With this well-managed chronology, operators will trust the solution. This is crucial because the algorithm does not think the same way as a human. AI has a more macro vision than operators, which can unsettle them. Trust is built through simulations, tests, exchanges, and user training. As iterations progress, the project will become more ambitious and grow in scope. This battle plan should be seen as a kind of spiral that grows and exponentially generates growth.
In conclusion, the path to successfully integrating AI into your business requires careful consideration of your organization’s specific needs, goals, and capacities. The Big Bang IT approach offers a comprehensive overhaul but comes with significant risks and potential for misalignment with evolving business needs.
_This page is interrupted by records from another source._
PR #8726, opened 2021-01-06
Sidepanel submodule improvements

gerhardol:
Closes #8714 
Second part of #8703
Based on #8703 that is set to automerge so not to be merged yet. Fully reviewable.

Best reviewed commit by commit

## Proposed changes

* Open submodule in left panel selects first/selected commit as in #8703
* Add actions in Commit/RevDiff worktree to submodules: Reset/Stash/Commit
* Add Open in new instance for submodules
* Tooltip with details for changed submodules. This adds extra git-diff for modules that are dirty only (for others the command were executed anyway). The number of changes reported are limited to five changes (similar to how the RevGrid tooltip is limited already)
* For topmodule there is no submodule status message available, display the same tooltip as for the RevGrid WorkTree commit.
* A few minor refactorings were required

Review commit by commit.
Several of the changes will be squashed at approval.

## Screenshots

Using a testrepo with GE modules recursively added (originally to test performance)

Before | After
------ | -----
image | image
image | image
(all submodules do not have tooltips) | image
Commits selected when opening a submodule from left panel
image | image

## Test methodology 

Manual
Mostly UI changes, using already existing 

----

:black_nib: I contribute this code under [The Developer Certificate of Origin](../blob/master/contributors.txt).

PR #8738, opened 2021-01-10
Use Executable for launching new GE instances

mstv:
Contributes to #7795
Fixes https://github.com/gitextensions/gitextensions/pull/8726#discussion_r554511688

## Proposed changes

- Factor out `GitUICommands.Spawn` and `GitUICommands.SpawnBrowse` using `Executable` in order to throw `ExternalOperationException` on failure.

## Screenshots 

N/A

## Test methodology 

- manual

## Test environment(s) 

- Git Extensions 33.33.33
- Build a5acbea9e7a67ce50156e1e4ff38f6b5d002e6e8
- .NET Framework 4.8.4300.0
- DPI 96dpi (no scaling)

----

### DIFF
--- a/GitUI/GitUICommands.cs
+++ b/GitUI/GitUICommands.cs
@@ -1,9 +1,9 @@
 ﻿using System;
 using System.Collections.Generic;
-using System.Diagnostics;
 using System.Drawing;
 using System.IO;
 using System.Linq;
+using System.Text;
 using System.Windows.Forms;
 using GitCommands;
 using GitCommands.Git;
@@ -355,6 +355,44 @@ namespace GitUI
         }
 
         #endregion
+
+        /// <summary>
+        /// Launches a new GE instance.
+        /// </summary>
+        /// <param name="arguments">The command line arguments.</param>
+        /// <param name="workingDir">The working directory for the new process.</param>
+        /// <returns>The <see cref="IProcess"/> object for controlling the launched instance.</returns>
+        public static IProcess Launch(string arguments, string workingDir = "")
+            => new Executable(Application.ExecutablePath, workingDir).Start(arguments);
+
+        /// <summary>
+        /// Launch FormBrowse in a new GE instance.
+        /// </summary>
+        /// <param name="workingDir">The working directory for the new process.</param>
+        /// <param name="selectedId">The optional commit to be selected.</param>
+        /// <param name="firstId">The first commit to be selected, the first commit in a diff.</param>
+        /// <returns>The <see cref="IProcess"/> object for controlling the launched instance.</returns>
+        public static IProcess LaunchBrowse(string workingDir = "", ObjectId selectedId = null, ObjectId firstId = null)
+        {
+            StringBuilder arguments = new StringBuilder("browse");
+
+            if (selectedId is null)
+            {
+                selectedId = firstId;
+                firstId = null;
+            }
+
+            if (selectedId is not null)
+            {
+                arguments.Append(" -commit=").Append(selectedId);
+                if (firstId is not null)
+                {
+                    arguments.Append(',').Append(firstId);
+                }
+            }
+
+            return Launch(arguments.ToString(), workingDir);
+        }
 
         public bool StartCompareRevisionsDialog(IWin32Window owner = null)
         {
@@ -1186,17 +1224,7 @@ namespace GitUI
         public void StartFileHistoryDialog(IWin32Window owner, string fileName, GitRevision revision = null, bool filterByRevision = false, bool showBlame = false)
         {
             string arguments = $"{(showBlame ? BlameHistoryCommand : FileHistoryCommand)} {fileName.Quote()} {revision?.ObjectId} {(filterByRevision ? FilterByRevisionArg : string.Empty)}";
-            var process = new Process
-            {
-                StartInfo =
-                {
-                    FileName = Application.ExecutablePath,
-                    Arguments = arguments,
-                    WorkingDirectory = Module.WorkingDir
-                }
-            };
-
-            process.Start();
+            Launch(arguments, Module.WorkingDir);
         }
 
         public void OpenWithDifftool(IWin32Window owner, IReadOnlyList<GitRevision> revisions, string fileName, string oldFileName, RevisionDiffKind diffKind, bool isTracked, string customTool = null)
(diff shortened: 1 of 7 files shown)


GitUI/GitUICommands.cs
```diff
@@ -356,6 +356,44 @@ public bool StartCheckoutRemoteBranch(IWin32Window owner, string branch)
...
+        /// <summary>
+        /// Spawns a new GE instance.
+        /// </summary>
+        /// <param name="workingDir">The working directory for the new process.</param>
+        /// <param name="selectedId">The optional commit to be selected.</param>
+        /// <param name="firstId">The first commit to be selected, the first commit in a diff.</param>
+        /// <returns>The <see cref="IProcess"/> object for controlling the spawned instance.</returns>
+        public static IProcess SpawnBrowse(string workingDir = "", ObjectId selectedId = null, ObjectId firstId = null)
+        {
+            StringBuilder arguments = new StringBuilder("browse");
```
drewnoakes, line 377: Consider using [`ArgumentBuilder`](https://github.com/gitextensions/gitextensions/blob/master/GitExtUtils/ArgumentBuilder.cs).

RussKie (approved):
LGT, though I don't like "spawn" (it makes me feel uneasy), and prefer "launch" instead.

GitUI/GitUICommands.cs
RussKie: Yes

mstv: `ArgumentBuilder` inserts unwanted spaces

```
            var arguments = new ArgumentBuilder
            {
                "browse",
                { selectedId is not null, $"-commit={selectedId}" },
                { firstId is not null, $",{firstId}" }
            };
```

mstv:
> though I don't like "spawn" (it makes me feel uneasy), and prefer "launch" instead.

https://en.wikipedia.org/wiki/Spawn_(computing)
"launch" is a little more generic. I do not mind renaming it.

GitUI/GitUICommands.cs
gerhardol: The argument to -commit could be quoted or we add another argument `--firstCommit` too
(I prefer it like it is)
Should be written as:
```C#
var arguments = new ArgumentBuilder
            {
                "browse",
                { string.IsNullOrEmpty(selectedId), $"-commit={selectedId}" },
                { string.IsNullOrEmpty(selectedId) && string.IsNullOrEmpty(firstId), $",{firstId}" }
            };
```

GitUI/UserControls/FileStatusList.cs
```diff
@@ -800,24 +800,12 @@ public async Task OpenSubmoduleAsync()
...
 
             var status = await SelectedItem.Item.GetSubmoduleStatusAsync().ConfigureAwait(false);
-            var selected = SelectedItem.SecondRevision.ObjectId == ObjectId.WorkTreeId
-                ? SelectedItem.SecondRevision.ObjectId.ToString()
-                : status?.Commit.ToString() ?? string.Empty;
-            var first = string.IsNullOrWhiteSpace(status?.OldCommit?.ToString())
-                ? string.Empty
-                : $",{status.OldCommit}";
+            ObjectId selectedId = SelectedItem.SecondRevision?.ObjectId == ObjectId.WorkTreeId
+                ? SelectedItem.SecondRevision.ObjectId
```
gerhardol, line 804:
```suggestion
                ? ObjectId.WorkTreeId
```
(yes this is following what I wrote,...)

gerhardol (approved):

GitUI/GitUICommands.cs
mstv: Can `ObjectId.ToString()` return an empty string for a non-null instance? 

RE first variant:
- It will insert a space in front of the comma.
- No need to check both `selectedId` and `firstId`. This handled in the code above. They are of type `ObjectId` not `string` here.

RE second variant:
- Neither the nested `$"{$"{}"}"` nor `$"{cond, optionalValue}"` do compile.
- Adding another instance of `ArgumentBuilder` will complicate the code more than the use of `StringBuilder`.

GitUI/UserControls/FileStatusList.cs
mstv: done

GitUI/GitUICommands.cs
gerhardol: > Can `ObjectId.ToString()` return an empty string for a non-null instance?

Not in the current implementation, so it is safe in the reality.
It is hard to explicitly assign null too, you have to try really hard: TryParse("xxx", out id)
So "is null" sufficient.

But the problem with the examples was that firstCommit must nut be included if secondCommit is not set
(The alternatives were not meant to be complete)
The PR is correct and what I prefer

RussKie: > `ArgumentBuilder` inserts unwanted spaces
> 
> ```
>             var arguments = new ArgumentBuilder
>             {
>                 "browse",
>                 { selectedId is not null, $"-commit={selectedId}" },
>                 { firstId is not null, $",{firstId}" }
>             };
> ```

Does it matter if the command is like `browse -commit=234235,`?

```cs
            var arguments = new ArgumentBuilder
            {
                "browse",
                { selectedId is not null, $"-commit={selectedId},{firstId}" }
            };
```

GitUI/GitUICommands.cs
```diff
@@ -356,6 +356,44 @@ public bool StartCheckoutRemoteBranch(IWin32Window owner, string branch)
 
         #endregion
 
+        /// <summary>
+        /// Launches a new GE instance.
+        /// </summary>
+        /// <param name="arguments">The command line arguments.</param>
+        /// <param name="workingDir">The working directory for the new process.</param>
+        /// <returns>The <see cref="IProcess"/> object for controlling the launched instance.</returns>
+        public static IProcess Launch(string arguments, string workingDir = "")
```
RussKie, line 365: A better place for this general purpose functionality is probably in GitExtUtils, so plugins can leverage it as well.
But this would be a separate piece of work.

RussKie (approved):

GitUI/GitUICommands.cs
gerhardol: > Does it matter if the command is like browse -commit=234235,?

I believe the parser must be tweaked

mstv:
@msftbot merge in 1 day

On the other hand, a gradual integration strategy allows for more flexibility, continuous improvement, and alignment with real-time feedback from users. While each method has its pros and cons, the key to a successful digital transformation lies in a well-defined strategy, strong leadership, and a committed, collaborative team. By learning from past experiences and adapting the best practices, businesses can harness the power of AI to drive innovation, efficiency, and long-term success.